*** Data extract Section Begins ***
PR #436, opened 2022-08-24
HH-152: update rhhc and change link props + updated/refactored default configuration

nenonja:
## Description
Updated RHHC and link component props api
https://helsinkisolutionoffice.atlassian.net/browse/HH-152
+ also refactored the configuration to use useRHHCConfig with the latest configuration from RHHC
+ added new variable to all the environemnts, so needed to change github actions as well
+ also added the deployment-url to the pull-request for easier testing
*** Data extract Section Ends ***
* **Task directions**: Nothing but the lines from the line with "actions as well" to the last line of the listing above should appear; please retype them exactly, both ends included.

* **Answer to the problem**:
+ added new variable to all the environemnts, so needed to change github actions as well
+ also added the deployment-url to the pull-request for easier testing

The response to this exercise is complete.